Thursday 29 May 2014

Black Anvil - Hail Death (Album Review)

Album Type : Full Length
Date Released : 23/5/2014
Label : Relapse Records

Hail! Death, track listing :

1). Still Reborn 09:09
2). Redemption Through Blood 06:44
3). Eventide 06:43
4). Seven Stars Unseen 07:50
5). G.N.O.N. 05:56
6). Until The End 07:11
7). My Hate Is Pure 05:02
8). N 06:50
9). Next Level Black 11:39
10). Under The Rose (Kiss Cover) (Bonus) 04:39

Bio :

New York City’s titans of metal BLACK ANVIL return with their third album ‘Hail Death’, a truly epic masterpiece of blackened death metal.  Having spent the bulk of the last 4 years touring and playing shows with the likes of Watain, Marduk, Inquisition and more, BLACK ANVIL returned to the studio last summer with legendary producer J Robbins (Clutch, Against Me!, Coliseum and many many more) to record ‘Hail Death’.  The results are nothing short of spectacular---a record that both pays homage to the classics of the genre while at the same time pushing the boundaries of technicality and songcraft to create a record that is very fresh and relevant.  ‘Hail Death’ is an instant classic of blackened death metal!

The Band :

Paul Delaney | Bass/Vocals
Raeph Glicken | Drums/Vocals
Gary Bennett | Guitar/Vocals
Sos | Guitar

Review :

Black Anvil initially started out mixing in more of a hardcore flavor to the black metal on offer, no doubt owing to the their past in Kill Your Idols, a hardcore band also based out of New York City. It was a good start, to be sure. Their second album, ‘Triumvirate’, left a lot of the hardcore elements behind in favor of a more straight-forward melodic black metal approach, relying a lot more on the sort of writing you’d hear out of a band like Dissection, Sacramentum or Lord Belial. Now, we have ‘Hail Death’, an album which finds Black Anvil throwing all of it together and adding new elements to boot. It’s their best album to date from just about every angle I can come up with.

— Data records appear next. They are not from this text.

PR #9654, opened 2026-07-21
fix(i18n): localize browser link-routing description

### LINKED ISSUE #9652: [Bug]: "Link Routing" setting description stays in English under Korean UI
### Operating system

Windows (also affects macOS/Linux — the string is platform-independent)

### Orca version

v1.4.147-rc.4

### Details

**Short summary:**
In Settings → Workflow → Browser, the "Link Routing" title is localized, but its description text stays in English even when the UI language is set to a non-English locale (e.g. Korean).

**What happened?**
The description reads:

> Open http(s) links in Orca's built-in browser — from the terminal, markdown, and the editor. {shortcut} always uses your system browser.

in English regardless of the selected UI language, while every other string on the same pane is translated.

**How can we reproduce it?**
1. Set the UI language to Korean (Settings → Appearance → interface language).
2. Go to Settings → Workflow → Browser.
3. The "Link Routing" description below the title is shown in English.

Root cause: `getBrowserLinkRoutingDescription()` in `src/renderer/src/components/settings/browser-search.ts` returns a hardcoded template literal, so the string never enters the i18n catalog and is never translated. Every other entry in that file goes through `translate()`. The platform-specific shortcut label (`⇧⌘-click` / `Shift+Ctrl+click`) is interpolated into the sentence, which is likely why it was hardcoded.

seandoesdev:
## Summary

The **Link Routing** setting description (Settings → Workflow → Browser) was a hardcoded English template literal, so it bypassed the i18n catalog and stayed in English even when the UI language was set to a non-English locale — while its own title and every neighboring setting were already translated.

This routes the description through `translate()` with a `{{shortcut}}` interpolation (the platform keybinding stays a literal, uninterpolated value) and registers the string in every locale catalog.

Closes #9652

### What changed
- `src/renderer/src/components/settings/browser-search.ts` — `getBrowserLinkRoutingDescription()` now calls `translate('auto.components.settings.browser.search.00f82a4c3d', <fallback>, { shortcut })` instead of returning a hardcoded template literal.
- `src/renderer/src/i18n/locales/{en,ko,ja,es,zh}.json` — added the new key. The key hash matches the repo's existing convention (`sha1(<relative file path>:<source string>)`, first 10 chars). `ko` is curated; `ja`/`es`/`zh` are included for catalog parity.
- `config/scripts/locale-ko-key-overrides.json` — added the curated Korean value so catalog regeneration (machine translation) preserves it.
- `src/renderer/src/components/settings/browser-search.test.ts` — added a regression guard asserting the shortcut is interpolated (no raw `{{shortcut}}` leaks).

## Screenshots

> ⚠️ TODO (author): attach before/after screenshots of the Korean **Settings → Workflow → Browser → Link Routing** pane.

Before: description shown in English under Korean UI. After: description shown in Korean, with the platform shortcut label (`Shift+Ctrl+click` on Windows/Linux, `⇧⌘-click` on macOS) preserved.

## Testing

- [x] `pnpm typecheck`
- [x] `pnpm test` (scoped: `browser-search.test.ts` 2/2, `locale-ko-key-overrides` + `verify-localization-catalog` tests 4/4)
- [x] `pnpm build`
- [x] `pnpm verify:localization-catalog` (10,138 key references + es/ja/ko/zh parity verified)
- [x] `oxlint` clean on the changed files (pre-commit `lint-staged` oxlint + oxfmt passed)
- [x] Added a regression test for the interpolation behavior

Note: the full `pnpm lint` and `pnpm verify:localization-coverage` currently fail on `main` for reasons unrelated to this change (pre-existing `switch-exhaustiveness` errors in `skill-freshness-group.tsx` / `daemon-server.ts`, and unlocalized strings in the `ai-vault` session files). None of those files are touched by this PR.

## AI Review Report

Reviewed with an AI coding agent. Main checks:
- **Cross-platform (macOS/Linux/Windows):** the shortcut label is produced by the existing `getBrowserLinkRoutingShortcutLabel()` platform branch and passed as an interpolation value, so it stays literal and renders correctly per OS (`⇧⌘-click` vs `Shift+Ctrl+click`). No paths, shell behavior, keyboard-handling, or Electron main/renderer IPC were touched.
- **i18n correctness:** the new key follows the repo's hash convention (verified by reproducing an existing key's hash), placeholders (`{{shortcut}}`) are consistent across all five locales, and locale parity passes. The interpolation param name matches the placeholder.
- **SSH/remote & providers:** no runtime, process, git-provider, or network behavior involved — pure renderer copy.
- **Behavior:** no functional change beyond localizing an existing string; the fallback preserves the original English wording verbatim.

## Security Audit

No security-relevant surface. The change adds static i18n catalog data and one `translate()` call. No user input handling, command execution, path handling, authentication, secrets, dependencies, or IPC were added or modified.

## Notes

- `ja`/`es`/`zh` values are included to satisfy catalog parity; maintainers may prefer to regenerate them through the existing machine-translation pipeline. The `ko` value is curated and pinned via `locale-ko-key-overrides.json`.
- No changes to release/version files.

X: @your_handle


nwparker:
Thank you for this, @seandoesdev — and welcome. Your write-up was the most thorough of the three PRs that landed on this bug, and one piece of it shipped.

We're consolidating this cluster on **#9444**, primarily on the placeholder name. `{{shortcut}}` reads better than `{{value0}}` — I'd agree with you on pure legibility — but the `auto.*` namespace is machine-generated by `localize-renderer-strings.mjs`, which names interpolations positionally (`value${index}`). The catalog bears that out: across ~10.9k auto keys the placeholders are `value0` (769), `value1` (141), `value2` (30) and so on, and the handful of named ones sit in hand-authored keys. A named placeholder in an `auto.*` key would be reverted the next time the codemod regenerated the entry, taking the four translations with it.

Two notes on your hash, since your PR body specifically called out reproducing it:

- The formula you documented — `sha1(<relative file path>:<source string>)`, first 10 chars — is correct. The subtlety is *which* string. For a template literal the candidate is only the **whitespace-compacted head** (`uniqueCandidates()` dedupes by `start:end:kind`, so only the head survives; `compactText()` then trims it), not the assembled string with the placeholder spliced in. So the generated key is `904ce58440` regardless of what you name the placeholder — `00f82a4c3d` is the hash of the full `{{shortcut}}` form.
- Because the hash doesn't depend on the placeholder name, the ko override wasn't needed here either. `locale-ko-key-overrides.json` pins curated Korean against the machine-translation pass; only ~27% of the keys in this namespace carry one, and the reviewed-in-context translation in the catalog stands on its own.

**Your regression test shipped.** The `expect(description).not.toContain('{{shortcut}}')` assertion was the genuinely valuable idea in this cluster — none of the other PRs guarded against a leaked placeholder, which is the exact failure mode if the interpolation name ever drifts from the catalog. It's in #9444 generalized to `not.toMatch(/\{\{.+?\}\}/)` so it catches any placeholder rather than one specific name, in both platform branches. That prompted a broader locale-switching test as well. Credited in the PR.

Closing in favour of #9444 — the test instinct here was the right one, and I'd like to see more from you.

PR #770, opened 2026-04-17
feat: add GitHub Copilot CLI as a supported agent

drakontia:
## What changed

GitHub Copilot CLI (\copilot\) is now listed as a supported agent in **Settings → Agents**.

Users who have [GitHub Copilot CLI installed](https://docs.github.com/en/copilot/how-tos/set-up/install-copilot-cli) can now select it from the agent picker and Orca will launch it with \copilot --prompt '<prompt>'\ when opening a workspace with an initial prompt.

## Changes

| File | Change |
|------|--------|
| \src/shared/types.ts\ | Added \'copilot'\ to \TuiAgent\ union |
| \src/shared/tui-agent-config.ts\ | Added \copilot\ launch config with \promptInjectionMode: 'flag-prompt'\ |
| \src/renderer/src/lib/agent-catalog.tsx\ | Added catalog entry (label, favicon, homepage URL) |
| \src/renderer/src/components/settings/agents-search.ts\ | Added \'copilot'\, \'github'\, \'github copilot'\ search keywords |
| \src/renderer/src/lib/tui-agent-startup.test.ts\ | Added test: copilot uses \--prompt\ flag for prompt injection |

No visual design changes — the entry appears in the existing agents list using the \github.com\ favicon via Google's favicon service.

## Tests

Added a test in \	ui-agent-startup.test.ts\ verifying that Orca builds the correct command:

\\\
copilot --prompt 'Fix the bug'
\\\

All 9 tests in the file pass. ✅

## AI Code Review Summary

Reviewed by AI coding agent — key findings:

**Cross-platform compatibility**: ✅
- The binary name \copilot\ is consistent across macOS, Linux, and Windows (installed via GitHub CLI extension to PATH)
- No hardcoded path separators or platform-specific assumptions introduced
- Prompt injection uses the existing \lag-prompt\ mode (\--prompt '<text>'\), which is shell-portable

**Security audit**: ✅
- No new IPC surfaces, file system access, or network calls introduced
- The \copilot\ command runs as a user-launched subprocess, consistent with all other agents
- No secrets or credentials are passed through the prompt injection path

## Platform notes

- Tested on Windows (TypeScript typecheck ✅, lint ✅, unit tests 9/9 ✅)
- The \copilot\ binary name is the same on macOS/Linux/Windows per GitHub's official docs
- No platform-specific UI label or shortcut changes were made

PR #9655, opened 2026-07-21
feat(tui-agents): recognize qodercli as a TUI agent

xingqingzzp-gif:
## Summary

- Qoder CLI (binary `qodercli`, https://docs.qoder.com) is a coding-agent CLI in the same category as Claude Code / Codex / Gemini CLI, but it was not in `TUI_AGENT_CONFIG`. Orca's foreground-process detection fell back to the closest heuristic match, so a running `qodercli` tab was mislabeled as **Gemini CLI**.
- Add a minimal `qoder` TuiAgent entry (`detectCmd`/`launchCmd`/`expectedProcess` = `qodercli`), its telemetry `AgentKind`, and its plain-English display name (`Qoder CLI`).
- Add a placeholder 64×64 `qoder.png` icon matching the size of existing agent icons. A proper product logo swap is welcome — kept as a separate concern.

## Why minimal scope

Detection + launch + display name + telemetry kind is the smallest change that fixes the mislabeled tab. Two follow-up areas are intentionally left out of this PR so it can land independently:

- **Managed hook installation** (`AGENT_HOOK_TARGETS` / `AgentHookSource`). Qoder CLI supports Claude-Code-style hooks (https://docs.qoder.com/en/cli/hooks), so Orca could install a managed hook script for live working/idle status. That touches `managed-agent-hook-controls.ts` and the installer; deserves its own PR.
- `agentDefaultArgs` default. Belongs to the settings-schema PR.

## Test plan

- [x] `pnpm vitest run src/shared/agent-process-recognition.test.ts` — 16/16 pass
- [x] `pnpm vitest run src/shared/` — 2654/2654 pass (2 skipped pre-existing)
- [x] `pnpm vitest run src/main/agent-hooks/` — 451/451 pass (3 skipped pre-existing)
- [x] `pnpm run typecheck:node` — clean
- [ ] Launch Orca dev, run `qodercli` in a terminal tab, confirm the tab title shows "Qoder CLI" instead of "Gemini CLI"

## Notes for maintainers

- Icon: `src/shared/agent-icons/qoder.png` is a 64×64 placeholder (purple rounded square with a "Q"). Replace with the official Qoder logo when available.
- `promptInjectionMode: 'stdin-after-start'` matches the conservative default used by `ante`/`goose`/`amp`/`devin`. If Qoder CLI later ships a documented `--prefill`-style flag, `claude`/`openclaude` are the precedent for switching to `argv` with `draftPromptFlag`.

## ELI5

Qoder CLI was mislabeled as Gemini because it was not a known TUI agent. Orca recognizes qodercli as its own agent for detection, launch, and display name.


houlemon0130:
As a daily Qoder CLI user, this fix would be great to see land — right now my `qodercli` tabs get mislabeled as Gemini CLI. The scope here mirrors #770 (GitHub Copilot CLI, also ~5 files) which was merged, so hopefully this is an easy review. Thanks for the contribution!

PR #9029, opened 2026-07-16
fix(runtime): keep remote activation publish-only

bbingz:
## Summary

- make paired runtime-client worktree and session-tab activation publish selection state without navigating or focusing the host renderer by default
- require an explicit `followHost: true` opt-in before a runtime client can drive host-window activation
- send both `notifyClients: false` and `followHost: false` from remote-session clients, so the safe default also works against older hosts that do not know `followHost`
- preserve existing mobile and in-process activation behavior

Related to #8871. This is the activation/focus companion to #8872 and #8888.

## Screenshots

No visual change.

## Testing

- [ ] `pnpm lint`
- [x] `pnpm typecheck`
- [ ] `pnpm test`
- [ ] `pnpm build`
- [x] Added or updated high-quality tests that would catch regressions, or explained why tests were not needed

Focused verification:

- `pnpm exec vitest run --config config/vitest.config.ts` across 13 affected runtime/RPC/renderer test files: 889 tests passed
- `git diff --name-only -z origin/main | xargs -0 pnpm exec oxlint`
- `pnpm run check:max-lines-ratchet`
- `git diff --check`

## AI Review Report

The review traced worktree and tab activation from the renderer client, through RPC parsing and client-kind context, into the runtime notifier boundary. It checked both halves of mixed-version compatibility: a new client stays publish-only against an older host via `notifyClients: false`, while a new host defaults older runtime clients to publish-only unless they explicitly send `followHost: true`.

The main risk was accidentally changing phone activation or local/in-process navigation. The implementation therefore gates only `clientKind === 'runtime'`; focused tests verify runtime defaults and explicit opt-in, while the existing mobile activation suite remains green. The review also checked macOS, Linux, Windows, and SSH impact. This change introduces no platform-specific shortcuts, labels, paths, shell behavior, or Electron platform branches.

## Security Audit

The new field is schema-validated as a boolean and reaches only the existing host focus/navigation notifier boundary. It does not add command execution, file/path handling, credentials, secrets, dependencies, destructive terminal actions, or a new IPC transport. The default for paired runtime clients is deny-by-default host navigation; explicit `followHost: true` restores the existing navigation capability for trusted callers that intentionally request it.

## Notes

- This PR is intentionally limited to activation/focus authority. Destructive close intent and host-side destructive-action policy are handled separately in #8872 and #8888.
- No UI currently opts into `followHost`; the field is an explicit RPC capability for future intentional host-follow flows.

PR #9664, opened 2026-07-21
fix(runtime): isolate navigation across paired clients

OrcaWin:
## Summary

- Make worktree, session-tab, and terminal-focus navigation caller-local by default for paired runtime and mobile clients.
- Keep shared runtime topology authoritative while projecting active tab/group state per paired device and runtime server.
- Add schema-validated `caller | host | clients | all` navigation intent with live-only explicit follow delivery.
- Preserve mixed-version safety and intentional CLI/renderer “reveal on host” behavior.

## Screenshots

No visual change.

## Root cause

Remote worktree activation called the host notifier and broadcast an unscoped client navigation event. Session-tab activation also rewrote the single shared `mobileSessionTabsByWorktree` active selection, so every subscriber consumed the last writer as navigation. Existing echo suppression stopped a loop but did not establish ownership.

## Deterministic reproduction

`src/main/runtime/multi-client-navigation-isolation.integration.test.ts` starts real `OrcaRuntimeRpcServer` instances and authenticates independent E2EE WebSocket sessions from distinct pairing offers/device IDs. It covers:

- host on H, client A on A, client B on B, then A activates A2 without moving B or host;
- independent session-tab selection plus reconnect;
- explicit host/client follow intent;
- crossed A/B clients across two independent servers.

The harness uses message barriers rather than sleeps and exercises the real dispatcher, pairing registry, encrypted WebSocket transport, subscriptions, runtime routing, graph-backed snapshots, and per-device projection.

Run locally on macOS or Linux; Windows and Docker are not required:

```bash
pnpm exec vitest run --config config/vitest.config.ts src/main/runtime/multi-client-navigation-isolation.integration.test.ts
pnpm test:e2e:multi-client-navigation
```

The E2E command builds Orca and its paired web client, launches one real Electron runtime host, and opens two clients in isolated Electron Chromium partitions.

## Testing

- [ ] `pnpm lint` — focused oxlint, React Doctor, max-lines ratchet, and reliability gates pass; the repository-wide switch-exhaustiveness command reports pre-existing errors in untouched `skill-freshness-group.tsx` and `daemon-server.ts`.
- [x] `pnpm typecheck`
- [ ] `pnpm test` — proportionate targeted suites were run rather than every repository test.
- [x] `pnpm build` — Electron E2E and paired web production builds completed successfully.

Exact results:

- Post-review targeted runtime/RPC/renderer/CLI suite: 11 files, 308 passed.
- Earlier expanded targeted root suite: 1084 passed, 2 skipped.
- Full mobile suite: 2130 passed, 2 skipped.
- Local browser E2E: 1 passed in 53.1s (test body 7.3s), using one Electron host and two independently paired clients.
- Root/mobile typecheck and focused oxlint passed.
- Web production build/verification, max-lines ratchet, reliability gates, and `git diff --check` passed.

## AI Review Report

Ran `$internal-review-until-clean` anchored at merge base `0e7b0ac22079f4ab6dba708bb595daaa627e3285`, including pre-review and post-fix elegance interrogation, a performance audit, and two adversarial review rounds.

The review checked navigation ownership, paired identity vs. connection identity, reconnect/restart/stale-snapshot behavior, graph fanout, explicit follow routing, mixed versions, session-tab fallback, terminal creation/focus, privacy boundaries, and cross-platform behavior on macOS, Linux, Windows, WSL, and SSH. No platform heuristic, shortcut, label, shell, path, or platform-specific Electron behavior was added.

It validated two CodeRabbit findings and fixed them:

- paired runtime `terminal.focus` could still steer the host implicitly; it now uses the central navigation resolver, while intentional CLI/renderer reveals send explicit `navigation: 'host'`;
- streaming RPC handlers were not given the pairing context already available to one-shot handlers; the dispatcher now forwards it with focused coverage.

It also corrected the selected-group fallback test and added a concise ownership-precedence comment. The final post-fix round found no additional actionable issue.

The final design supersedes PR #9029 rather than reusing it unchanged. #9029 suppresses ordinary host focus but still rewrites/fans out one global active session-tab snapshot, so it needs rework to provide independent client selections.

## Security Audit

Reviewed RPC schema validation, authenticated device identity, pairing credentials, transient connection IDs, IPC boundaries, navigation-state disclosure, command/path handling, secrets, and dependency impact.

- Navigation state is keyed by the revocable paired device ID, never the bearer credential or connection ID.
- Per-client selection remains memory-only and is removed on pairing revocation or worktree deletion.
- One paired client receives shared resource topology plus only its own projected selection; explicit follow is live-only and is not persisted/replayed after reconnect.
- Navigation targets are additive, schema-validated enums and deny paired-client fanout by default.
- No new subprocess input, path handling, secret storage, dependency, or public network surface was added.

No security follow-up is required for this change.

## Notes

- Stable paired-device state survives transport reconnect while the runtime process remains alive; a server restart falls back deterministically instead of persisting private navigation globally.
- New clients send legacy-safe `notifyClients:false`; terminal creation also sends `activate:false`. New hosts treat older paired clients as caller-local by default.
- Local/in-process callers retain legacy behavior. Host/client follow remains available only through explicit intent.
- Docker would add packaging variance but no useful ownership coverage here; the local E2E already uses real Electron runtime, pairing, encryption, WebSockets, and isolated browser storage.


OrcaWin:
Added local browser-level multi-client E2E coverage in `dad237565`.

The new `pnpm test:e2e:multi-client-navigation` runner builds the Electron E2E app plus bundled web client, launches one real runtime server/host UI, pairs two distinct runtime devices into isolated Electron Chromium sessions, and drives H / A / B -> A2 through the rendered worktree UI. DOM assertions verify client B remains on B and the host remains on H. It requires neither `windows 2`, Docker, pairing secrets, a coworker Mac, nor a separate Playwright browser download.

Validation:
- `pnpm test:e2e:multi-client-navigation` — 1 passed (56.7s total; test 11.8s)
- `pnpm typecheck` — passed
- touched-file `oxlint` — passed
- `pnpm check:max-lines-ratchet` — passed
- `pnpm check:reliability-gates` — passed
- `git diff --check` — passed

PR #9681, opened 2026-07-21
fix: localize Link Routing settings description

### LINKED ISSUE #9652: [Bug]: "Link Routing" setting description stays in English under Korean UI

Chang-Jin-Lee:
## Summary
- `getBrowserLinkRoutingDescription()` in `src/renderer/src/components/settings/browser-search.ts` returned a hardcoded template literal instead of going through `translate()`, so the description stayed in English regardless of the selected UI language, even though every other string on the same settings pane (Settings → Workflow → Browser) was translated.
- Wrapped the string in `translate()`, interpolating the platform-specific shortcut label via `{{value0}}` (mirroring the existing pattern used elsewhere, e.g. `App.tsx`'s `Toggle sidebar ({{value0}})`).
- Added the new key to `en.json` and ran `pnpm run sync:localization-catalog` to keep `es.json`/`ja.json`/`ko.json`/`zh.json` in parity (English placeholder copied in, per the documented sync behavior — actual translation happens in a separate machine-translation pass per `config/localization-audit.md`).

Fixes #9652

## Test plan
- [x] `pnpm exec vitest run --config config/vitest.config.ts src/renderer/src/components/settings/browser-search.test.ts` — 2 passed
- [x] `pnpm run typecheck` — clean
- [x] `pnpm run verify:localization-catalog` — clean
- [x] `pnpm run verify:localization-coverage` — no new unlocalized strings introduced by this change (3 pre-existing unrelated findings in `ai-vault-session-launch-actions.ts`/`AiVaultSessionDropLayer.tsx` confirmed present on unmodified `main` too, out of scope here)
- [x] `oxlint` on the changed file — clean

### DIFF
--- a/src/renderer/src/components/settings/browser-search.ts
+++ b/src/renderer/src/components/settings/browser-search.ts
@@ -17,7 +17,11 @@ export function getBrowserLinkRoutingShortcutLabel(platform: BrowserShortcutPlat
 }
 
 export function getBrowserLinkRoutingDescription(platform: BrowserShortcutPlatform): string {
-  return `Open http(s) links in Orca's built-in browser — from the terminal, markdown, and the editor. ${getBrowserLinkRoutingShortcutLabel(platform)} always uses your system browser.`
+  return translate(
+    'auto.components.settings.browser.search.d0fdcd86b1',
+    "Open http(s) links in Orca's built-in browser — from the terminal, markdown, and the editor. {{value0}} always uses your system browser.",
+    { value0: getBrowserLinkRoutingShortcutLabel(platform) }
+  )
 }
 
 export function getBrowserPaneSearchEntries(
--- a/src/renderer/src/i18n/locales/en.json
+++ b/src/renderer/src/i18n/locales/en.json
@@ -7473,6 +7473,7 @@
             "bea27bac4b": "links",
             "44d14df30d": "preview",
             "5cb082b3e3": "Link Routing",
+            "d0fdcd86b1": "Open http(s) links in Orca's built-in browser — from the terminal, markdown, and the editor. {{value0}} always uses your system browser.",
             "95944898e0": "percentage",
             "483a0eb5e0": "new tab",
             "726f2a8556": "page zoom",
--- a/src/renderer/src/i18n/locales/es.json
+++ b/src/renderer/src/i18n/locales/es.json
@@ -7441,7 +7441,8 @@
             "a942905148": "URL abierta al crear una nueva pestaña del navegador. Déjelo vacío para abrir una pestaña en blanco.",
             "c3903322d2": "Página de inicio predeterminada",
             "19ea5607cf": "Etiquetas de localhost para worktrees",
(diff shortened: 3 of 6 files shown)


nwparker:
Thank you for this, @Chang-Jin-Lee — and welcome. Your diagnosis was exactly right: `getBrowserLinkRoutingDescription()` was a bare template literal, the codemod skipped it because of the interpolated shortcut, and `{{value0}}` is the correct placeholder convention (it's literally what `localize-renderer-strings.mjs` emits — `value${index}`). You and #9444 arrived at the same approach independently.

We're consolidating this cluster on **#9444**, for two reasons:

1. **Translations.** #9444 ships real es/ja/ko/zh copy. This PR follows the documented `sync:localization-catalog` behavior of propagating the English fallback into the other catalogs — which is legitimately the repo's convention for feature PRs, and you were right to cite it. But since the whole point of this particular fix is that the string renders in English under a non-English UI, leaving the English fallback in es/ja/ko/zh means the reported bug is still visible to the user. This one case needs the translations inline.

2. **The catalog key.** `d0fdcd86b1` is `sha1(path + ':' + head)` over the **untrimmed** head text. The codemod runs the candidate through `compactText()` (`replace(/\s+/g, ' ').trim()`) before hashing, so the key it would actually generate is `904ce58440` — the trailing space before `${...}` is what separates the two. I verified this by re-deriving the hash for existing `{{value0}}` keys in the catalog: the trimmed head reproduces 29/29 of the decisive samples, the untrimmed head 0.

Worth stressing that this is an easy thing to get wrong and nothing in CI would have told you: `verify-localization-catalog.mjs` only checks key existence, placeholder consistency, and locale parity — it never recomputes the hash. Your PR passed that gate, as you reported. The key would only have drifted the next time someone re-ran the codemod.

Your `{{value0}}` choice is the one that shipped, and your independent confirmation of the root cause raised confidence in the fix. Closing in favour of #9444 — please do send more, and thanks for taking the time.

While still being firmly rooted in the melodic black metal of ‘Triumvirate’, ‘Hail Death’ is a much more varied album. Whether it’s the clean vocals and gang vocals (!) that are all over “Redemption through Blood” or just a greater attention to mixing up tempos and drum beat choices, there’s a lot more to chew on here. The riffs here also feel a lot freer. I’m not sure that they were holding back before, but when the moment seems to call for it, they’ll conjure anything from Dissection to Witchery to Neurosis and there’s some 90s Florida death metal and 80s heavy metal thrown in as well. Hell, there’s a moment in “Eventide” that sounds like it might belong on a more recent Enslaved album. The key is that nothing sounds out of place; it comes together beautifully.

I mentioned drumming choices earlier; Raeph Glicken’s performance on ‘Hail Death’ is
outstanding. He’s constantly keeping things interesting, using a wide array of unique beats and putting forth a deep groove at all times. His performance sounds human, which is an enormously refreshing change of pace given modern metal’s love affair with clinical drum performance. You can even make out the accents during double kick runs; it’s an utter joy to listen to at all times. His performance is dynamic, and thanks to smart production choices, you can hear everything he’s doing in a way that keeps the lifeblood flowing in each and every song.

The same praise goes for everyone in Black Anvil. They’ve greatly improved as song writers; they’ve learned to make the most out of little nuances that turn basic transitions into moments you look forward to hearing over again. They’ve embraced some elements that are new to their sound, coming from some of the best parts of metal’s history. They’ve “matured” without becoming a less metal band, which is of particular interest to me since that’s become a pet peeve of mine in my old age. They didn’t need to become a prog rock band. They didn’t need to ape Slowdive and My Bloody Valentine and they sure as shit didn’t need to add any palm muting syncopated with kick drums ala Meshuggah and Fear Factory. Black Anvil proves that you can achieve huge growth as a band, still be recognizable from one album to the next and do so without resorting to meeting the expectations of conventional wisdom.

All of this is to say that ‘Hail Death’ comes with my highest recommendation. It’s one of the best of the year so far.